[[ MATERIALS PROVIDED, beginning ]]
Issue #2261, opened 2022-09-22
Change names of author profile lists


gabestein:
### What's your enhancement request?
Rather than "All Pubs" and "Authored Pubs," we should come up with better wording that, at minimum, deemphasizes authorship. E.g. "Byline Pubs".

### What would this enhancement help you accomplish?
De-emphasize authorship as a core value.
---

### Who requested this? (If not you)
Megan / Arcadia

PR #2358, opened 2022-11-27
Kill author and implement contributor taxonomy

zverhope:
Addresses #2261 - eliminates "author" in all instances where a wider range of contributor roles should be represented, and implements clean attribution/contribution taxonomy.

### DIFF
--- a/client/containers/DashboardEdges/DashboardEdges.tsx
+++ b/client/containers/DashboardEdges/DashboardEdges.tsx
@@ -133,7 +133,7 @@ const DashboardEdges = (props: Props) => {
 					<NonIdealState
 						icon="layout-auto"
 						title="No connections from other Pubs"
-						description="When other authors add connections to this Pub, they will be listed here."
+						description="When other contributors add connections from their Pubs to this Pub, they will be listed here."
 					/>
 				)}
 			/>
--- a/client/containers/DashboardEdges/DashboardEdges.tsx
+++ b/client/containers/DashboardEdges/DashboardEdges.tsx
@@ -133,7 +133,7 @@ const DashboardEdges = (props: Props) => {
 					<NonIdealState
 						icon="layout-auto"
 						title="No connections from other Pubs"
-						description="When other contributors add connections from their Pubs to this Pub, they will be listed here."
+						description="Corresponding connections will be created here when users connect to this Pub from another."
 					/>
 				)}
 			/>
--- a/client/containers/Pub/PubDocument/PubBottom/Discussions/LabelFilter.tsx
+++ b/client/containers/Pub/PubDocument/PubBottom/Discussions/LabelFilter.tsx
@@ -205,8 +205,7 @@ class LabelFilter extends Component<Props, State> {
 												content={
 													label.publicApply ? (
 														<span>
-															All discussion contributors can apply
-															this label.
+															All discussants can apply this label.
 														</span>
 													) : (
 														<span>
@@ -305,9 +304,7 @@ class LabelFilter extends Component<Props, State> {
 									<Tooltip
 										content={
 											label.publicApply ? (
-												<span>
-													All discussion authors can apply this label.
-												</span>
+												<span>All discussants can apply this label.</span>
 											) : (
 												<span>Only managers can apply this label.</span>
 											)
--- a/client/containers/Pub/PubDocument/PubBottom/Discussions/LabelFilter.tsx
+++ b/client/containers/Pub/PubDocument/PubBottom/Discussions/LabelFilter.tsx
@@ -205,8 +205,8 @@ class LabelFilter extends Component<Props, State> {
 												content={
 													label.publicApply ? (
 														<span>
-															All discussion contributors can apply this
-															label.
+															All discussion contributors can apply
+															this label.
 														</span>
 													) : (
 														<span>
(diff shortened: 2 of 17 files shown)


3mcd (approved):
Looks good to me! We'll definitely want @gabestein's eyes on it, too.

client/containers/DashboardEdges/DashboardEdges.tsx
```diff
@@ -133,7 +133,7 @@ const DashboardEdges = (props: Props) => {
 					<NonIdealState
 						icon="layout-auto"
 						title="No connections from other Pubs"
-						description="When other authors add connections to this Pub, they will be listed here."
+						description="When other contributors add connections from their Pubs to this Pub, they will be listed here."
```
gabestein, line 136: Not a blocker, but this one strikes me as slightly confusing. Contributors can't technically add connections from their Pubs. Only Pub Admins can. So perhaps we should say "When other users add connections from their Pubs..."

client/containers/Pub/PubDocument/PubBottom/Discussions/LabelFilter.tsx
```diff
@@ -205,8 +205,8 @@ class LabelFilter extends Component<Props, State> {
 												content={
 													label.publicApply ? (
 														<span>
-															All discussion authors can apply this
-															label.
+															All discussion contributors can apply
```
gabestein, line 208: Again, strikes me as a bit awkward here, since we we're now making Contributors an important word, and this isn't really an instance of it (at least not now). So, perhaps: `Anyone can apply this label to their discussions.`

client/containers/Pub/PubDocument/PubDiscussions/Discussion/LabelSelect.tsx
```diff
@@ -116,7 +116,7 @@ class LabelSelect extends Component<Props, State> {
 												<Tooltip
 													content={
 														label.publicApply
-															? 'All discussion authors can apply this label.'
+															? 'All discussion contributors can apply this label.'
```
gabestein, line 119: Same as above, might do something like: `Anyone can apply this label to their discussions.`

client/containers/Pub/PubDocument/PubFileImport/MetadataEditor.tsx
```diff
@@ -247,7 +247,7 @@ const MetadataEditor = (props: MetadataEditorProps) => {
 		if (attributions && attributions.length) {
 			return (
 				<>
-					<h6>Authors</h6>
+					<h6>Contributors</h6>
```
gabestein, line 250: Import automatically adds folks as byline attributions, so we should change this to `Attributions`

server/discussion/__tests__/api.test.ts
```diff
@@ -17,7 +17,7 @@ const couldApplyManagedLabel = {
 };
 
 const publicLabel = {
-	title: 'Authors can apply this label to their own discussions',
+	title: 'Contributors can apply this label to their own discussions',
```
gabestein, line 20: Should match the language you use above.

gabestein (changes requested):
Code wise, looks great, and I think you caught all the instances and made it a very clear taxonomy. A few small thoughts on discussions and import that I think we should discuss.

client/containers/Pub/PubDocument/PubBottom/Discussions/LabelFilter.tsx
zverhope: Yes, this is a great point. Some discussants may qualify as recognized contributors, but most won't. "Anyone" works better than "contributor," and I think that more than suffices, but I also think it's useful to specify for managers that only logged-in/authenticated users--`members` seems the best word here--will be able to discuss and use these labels. So, `All members can apply this label.`

client/containers/Pub/PubDocument/PubDiscussions/Discussion/LabelSelect.tsx
zverhope: Changed to `All discussants`, as above.

client/containers/Pub/PubDocument/PubFileImport/MetadataEditor.tsx
zverhope: ✔️ - makes sense that byline attribution would be the default on import. Thanks for catching that.

server/discussion/__tests__/api.test.ts
zverhope: I changed the sentence to the same as the public labels above in order to avoid the ouroboros of discussants applying labels to their discussions. (Sans period to be consistent with adjacent strings.

client/containers/DashboardEdges/DashboardEdges.tsx
zverhope: I was tempted to go with `members` here, as you can only use predictive search to connect to Pubs within your own Community. But connections are still made between Pubs in separate Communities when you enter the Pub URL or DOI, so the Community-restricted term doesn't quite encompass all use cases. (I'm just writing this out in case there's an error in my logic/understanding.) I did invert the syntax of the sentence to remove the conditional structure and make it a touch more descriptive. I also made it "users" instead of "other users," because a user could create connections between two or more Pubs that they administer. And because having permissions to make connections doesn't necessarily assume ownership, I removed the possessive, "their." So, we end up with: `Corresponding connections will be created here when users connect to this Pub from another.`

gabestein (approved):

Issue #2359, opened 2022-11-28
Anonymous comments fail to create or render anchors


isTravis:
### What went wrong, step-by-step?
Creating in-line comments using the anonymous Can-Comment-on-draft links fails to create anchors. Further, anonymous commenters (i.e. those using the can-comment link) cannot see anchored comments made by others on the draft.

Perhaps due to the firebase auth requirements that exist on draft but do not exist on releases. 

### Have any screenshots? (Attach them by dragging the image here)

Video attached. The top screen has a logged in user. The bottom screen is using a can-comment link.
https://recordit.co/OtBOQs7mhN

![OtBOQs7mhN](https://user-images.githubusercontent.com/1000455/204330258-4677d219-884a-4acb-84a0-3348bada58ab.gif)

PR #2369, opened 2022-11-30
Render Anchors 

qweliant:
adresses #2359 

set plugin to true, allow anchors to render on draft


client/containers/Pub/usePubBodyState.ts
```diff
@@ -40,15 +40,15 @@ export const usePubBodyState = (options: Options): PubBodyState => {
 	} = usePageContext();
 
 	const discussionAnchors = useMemo(() => {
-		if (isRelease) {
+		if (isRelease || isAVisitingCommenter) {
```
qweliant, line 43: i am not sure why i need to do this for new route because draft pubs just render discussion groups

idreyn (approved):
LGTM :+1:

PR #2377, opened 2022-12-01
feature: SpamTag model, queries, etc.

### LINKED ISSUE #2371: `SpamTag` model, queries, API
- Model associated with a Community to hold the spam properties we compute for it
- Code to check strings in a Community against words in our spamlist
[[ MATERIALS PROVIDED, end ]]
> _WHAT THE EXERCISE ASKS_
Scan the material above for lines holding "approved" and copy each of them.

> _RESULT OF THE EXERCISE_
3mcd (approved):
gabestein (approved):
idreyn (approved):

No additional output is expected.